So in other words, SHE DOESN'T KNOW WHAT SHE WANTS. She wants to see relationship progression, but she not even sure she wants a relationship? What a headcase. This is the kind of chick you invite over when you're horny and all your other options fell through, not the girl you invest any emotion into.

Charlie said:
Yes, as mentioned above she asked me to be exclusive. I wouldn't say I became too needy, however I probably became a little too available... or too accommodating of her flakiness and rescheduling. I mean, once every now and then is understandable, so I shrugged it off as no big deal. But I probably did this too many times, before I finally let her know it was annoying me and not respectful of my time. The worst period of flaking was after the relationship had ended, and I was just trying to schedule our talk - which she had suggested!
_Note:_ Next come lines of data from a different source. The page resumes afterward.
PR #16403, opened 2025-12-27
[ET-VK][refactor] Introduce PackedDimInfo struct for packed dimension metadata

SS-JIA:
* #16412
* __->__ #16403

## Context

With the introduction of block-packed memory layouts for quantized tensors, the metadata stored by `vTensor` used to describe the data layout within a texture/buffer was no longer sufficient to form a complete description of the data layout. This created an awkward pattern of needing to estimate the `GPUMemoryLayout` which would be needed to compute storage descriptors such as image extents.

This diff addresses the problem by introducing the `PackedDimInfo` struct to `vTensor`, which provides a complete description of how data in a tensor may be organized in the GPU buffer/texture used to store the tensor data, and allows simplification of the functions used to compute buffer numel or texture extents.

## `PackedDimInfo`

Introduced the `PackedDimInfo` struct that encapsulates all information about packed dimensions in GPU tensors. This improves code organization and makes the relationship between related metadata fields explicit.

The `PackedDimInfo` struct contains:
- `packed_dim`: Which dimension is tightly packed (WHCN index) / contiguous in memory
- `packed_dim_padded`: Whether the packed dimension is padded to multiple of 4; some layouts will do this to accomodate vectorized load/stores
- `outer_packed_dim`: Second-level packing for block-packed layouts (4W4C, 4H4W); for layouts with only a single level of packing, will be equal to `packed_dim`
- `outer_packed_dim_padded`: Whether outer packed dim is padded (tiled only)

## Changes

- Added PackedDimInfo struct with helper function calculate_packed_dim_info()
- Replaced packed_dim_ member with packed_dim_info_ in vTensor class
- Updated function signatures to accept PackedDimInfo& instead of packed_dim_:
  * create_hashed_layout
  * calculate_dim_order
  * calculate_padded_sizes
  * calculate_logical_limits
  * TextureMetadata constructor/update
  * vTensorStorage constructor
- Added packed_dim_info() accessor to vTensor and ComputeGraph classes
- Store an additional `padded_sizes_` member in vTensor which is now used to for strides/image extents/GPU buffer numel computation, instead of using `sizes_` directly
- Introduce memory layouts for kInt8x4 type that only use a single level of packing

Differential Revision: [D89832382](https://our.internmc.facebook.com/intern/diff/D89832382/)

### DIFF
--- a/backends/vulkan/runtime/api/containers/Tensor.cpp
+++ b/backends/vulkan/runtime/api/containers/Tensor.cpp
@@ -14,6 +14,38 @@
 namespace vkcompute {
 namespace api {
 
+PackedDimInfo calculate_packed_dim_info(
+    const utils::GPUMemoryLayout memory_layout,
+    const utils::StorageType storage_type) {
+  const int32_t packed_dim = utils::to_packed_dim<int32_t>(memory_layout);
+
+  // Determine if packed dimension is padded
+  const bool packed_dim_padded = storage_type != utils::kBuffer ||
+      memory_layout == utils::kPackedInt8_4W ||
+      memory_layout == utils::kPackedInt8_4C ||
+      memory_layout == utils::kPackedInt8_4H ||
+      memory_layout == utils::kPackedInt8_4W4C ||
+      memory_layout == utils::kPackedInt8_4H4W;
+
+  // Determine outer packed dimension (for tiled layouts)
+  int32_t outer_packed_dim;
+  if (memory_layout == utils::kPackedInt8_4W4C) {
+    outer_packed_dim = 0; // Width
+  } else if (memory_layout == utils::kPackedInt8_4H4W) {
+    outer_packed_dim = 1; // Height
+  } else {
+    outer_packed_dim = packed_dim; // No tiled packing
+  }
+
+  // Determine if outer packed dimension is padded (only for tiled layouts)
+  const bool outer_packed_dim_padded =
+      memory_layout == utils::kPackedInt8_4W4C ||
+      memory_layout == utils::kPackedInt8_4H4W;
+
+  return PackedDimInfo(
+      packed_dim, packed_dim_padded, outer_packed_dim, outer_packed_dim_padded);
+}
+
 /*
  * For PackedInt8 memory layouts, ensure that the scalar type used for the
  * tensor is kInt8x4. Otherwise, return the original scalar type.
@@ -35,24 +67,23 @@ vkapi::ScalarType get_effective_scalar_type(
  */
 std::vector<int64_t> calculate_sizes(
     const vkapi::VulkanImage& image,
-    const utils::GPUMemoryLayout memory_layout) {
+    const PackedDimInfo& packed_dim_info) {
   auto sizes = std::vector<int64_t>{
       image.extents().width, image.extents().height, image.extents().depth};
-  const auto packed_dim = utils::to_packed_dim<int32_t>(memory_layout);
-  sizes.at(packed_dim) *= 4;
+  sizes.at(packed_dim_info.packed_dim) *= 4;
   return sizes;
 }
 
 std::vector<int64_t> calculate_dim_order(
     const size_t ndim,
-    const int32_t packed_dim) {
+    const PackedDimInfo& packed_dim_info) {
   // Special case for zero dim tensors
   if (ndim == 0) {
     return {0};
   }
   std::vector<int64_t> dim_order(ndim);
   // Explicitly convert ndim to signed to prevent underflow
-  int64_t last_dim = int64_t(ndim) - 1 - packed_dim;
+  int64_t last_dim = int64_t(ndim) - 1 - packed_dim_info.packed_dim;
 
   int64_t cur_dim = 0;
   for (int d = 0; d < ndim; ++d) {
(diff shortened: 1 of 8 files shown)


backends/vulkan/runtime/api/containers/Tensor.h
```diff
@@ -21,21 +21,60 @@ namespace api {
...
+
+  PackedDimInfo(
+      int32_t dim,
+      bool dim_padded,
+      int32_t outer_dim,
+      bool outer_dim_padded)
+      : packed_dim(dim),
+        packed_dim_padded(dim_padded),
+        outer_packed_dim(outer_dim),
+        outer_packed_dim_padded(outer_dim_padded) {}
```
mergennachin: don't you want to add validation that outer_packed_dim_padded can be only true for tiled layout?

backends/vulkan/runtime/api/containers/Tensor.h
```diff
@@ -21,21 +21,60 @@ namespace api {
...
+  // Describes a second level of packing, if applicable (which will only apply
+  // to the 4W4C and 4H4W layouts). If there is no second level of packing,
+  // then this will be equal to packed_dim. Otherwise, it will represent the
+  // outer dim used to construct tiled packing. For example, 4W4C will have
+  // packed_dim = 2 and outer_packed_dim = 0.
+  int32_t outer_packed_dim;
+  // Whether the outer packed dim is padded to the next multiple of 4. This is
+  // true only for tiled layouts.
+  bool outer_packed_dim_padded;
+
```
mergennachin, line 52: don't you want another constructor that takes the "legacy" int32_t packed_dim and converts to PackedDimInfo? 

The reason is that current calculate_* functions are semi public(?) and it is BC breaking

Instead of explicitly typing "PackedDimInfo(packed_dim, false, packed_dim, false)" callers can just pass in PackedDimInfo(packed_dim) when they're upgrading the API

backends/vulkan/runtime/api/containers/Tensor.cpp
```diff
@@ -1191,10 +1242,10 @@ void vTensor::virtual_transpose(const int64_t dim0, const int64_t dim1) {
 
   const int dim0_whcn = sizes_.size() - 1 - dim0;
   const int dim1_whcn = sizes_.size() - 1 - dim1;
-  if (packed_dim_ == dim0_whcn) {
-    packed_dim_ = dim1_whcn;
-  } else if (packed_dim_ == dim1_whcn) {
-    packed_dim_ = dim0_whcn;
+  if (packed_dim_info_.packed_dim == dim0_whcn) {
```
mergennachin, line 1298: virtual_transpose() function updates packed_dim when one of the transposed dimensions is the packed dimension, but it doesn't update outer_packed_dim for tiled layouts.

Either disallow transpose for tiled layouts (assert explicitly) or support it.

backends/vulkan/test/vulkan_compute_api_test.cpp
```diff
@@ -294,9 +295,14 @@ TEST_F(VulkanComputeAPITest, calculate_tensor_strides_test) {
          {utils::kWidthPacked, utils::kHeightPacked, utils::kChannelsPacked}) {
       {
         const int32_t packed_dim = static_cast<int32_t>(layout);
+        api::PackedDimInfo packed_dim_info(
```
mergennachin: Expand test coverage for padded and tiled layout scenarios

mergennachin (changes requested):

backends/vulkan/runtime/api/containers/Tensor.cpp
SS-JIA: Yeah that's a great point. Will disallow for tiled layouts!

backends/vulkan/runtime/api/containers/Tensor.h
SS-JIA: the `calculate_*` functions were exposed for the sole purpose of testing, but on second thought it is probably preferable to update the test logic so that these functions don't have to be exposed.

SS-JIA:
Addressed comments (cc: @mergennachin)

* Introduced better enforcement of rules in `PackedDimInfo`
  * Also introduced utility field `is_block_packed` to make code more readable
* Fixed logic of `virtual_transpose()` - virtual transposition is not allowed if either packed dim is the one being transposed
* Introduced comprehensive testing for the metadata of constructed `vTensor` instances in `vulkan_compute_api_test`
* `calculate_*()` functions are no longer public - the only callsites were in testing code anyway

backends/vulkan/runtime/api/containers/Tensor.cpp
```diff
@@ -69,24 +121,33 @@ std::vector<int64_t> calculate_dim_order(
   return dim_order;
 }
 
+/*
+ * Given the sizes of a tensor and the dim order of the tensor (both in NCHW
+ * dimension order), calculate the strides of the tensor.
+ */
 std::vector<int64_t> calculate_strides(
-    const std::vector<int64_t>& sizes,
+    const vkapi::ScalarType dtype,
```
mergennachin: is dtype this used?

backends/vulkan/runtime/api/containers/Tensor.cpp
```diff
@@ -285,73 +389,43 @@ utils::uvec3 calculate_logical_limits(
...
+/*
+ * Calculate the number of elements that a GPU buffer would require to store the
+ * contents of a tensor.
+ */
 int64_t calculate_gpu_buffer_numel(
-    const std::vector<int64_t>& sizes,
-    const utils::GPUMemoryLayout memory_layout,
-    const vkapi::ScalarType dtype) {
+    const vkapi::ScalarType dtype,
+    const PackedDimInfo& packed_dim_info,
```
mergennachin: Is packed_dim_info used at all?

mergennachin (approved):
There are a few unused variables.

What are your thoughts on adding stricter flag (e.g., -Wunused-parameter) in backends/vulkan/CMakeLists.txt?

SS-JIA:
@mergennachin yes, let's do that. Is there a list of additional flags you recommend in addition to `-Wunused-parameter`? I'll put up a follow up PR to add these flags + relevant fixes

SS-JIA:
Changes after accept: small change to `Concat.cpp` so that it doesn't need to call `calculate_padded_sizes`; this allows all `calculate_*()` utility functions to be made private.

Also resolved unused parameters issues.

mergennachin:
> Is there a list of additional flags you recommend in addition to -Wunused-parameter

@SS-JIA What about just -Wall and -Wextra (which will include unused-parameter)? arm, samsung and qualcomm backends have these flags enabled fwiw

https://github.com/pytorch/executorch/blob/main/backends/arm/CMakeLists.txt
https://github.com/pytorch/executorch/blob/main/backends/samsung/CMakeLists.txt
https://github.com/pytorch/executorch/blob/main/backends/qualcomm/CMakeLists.txt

Trust me, this kind of flakiness will never stop with this chick.This chick can't make a decision on anything! She can't decide if she wants a relationship or not. She can't decide if she wants you or not. She can't decide if she wants the side guy or not. She can't decide on following through with any of your appointments. Investing any thought or emotion into this chick will drive you mad. Make her a FB or kick her to the curb.
 
you miss 100% of the shots you don't take

Dylweed

Space Monkey
space monkey
Joined
Jan 6, 2013
Messages
171
God reading this is disgusting, its so disgusting that there are girls out there like this. Definitely stop talking to her. Sorry for your inconvenience of dealing with that shit
 

Charlie

Rookie
Rookie
Joined
Jun 14, 2013
Messages
9
You're all right, don't think I can respect myself if I take her back after all this shit. Thanks for the help!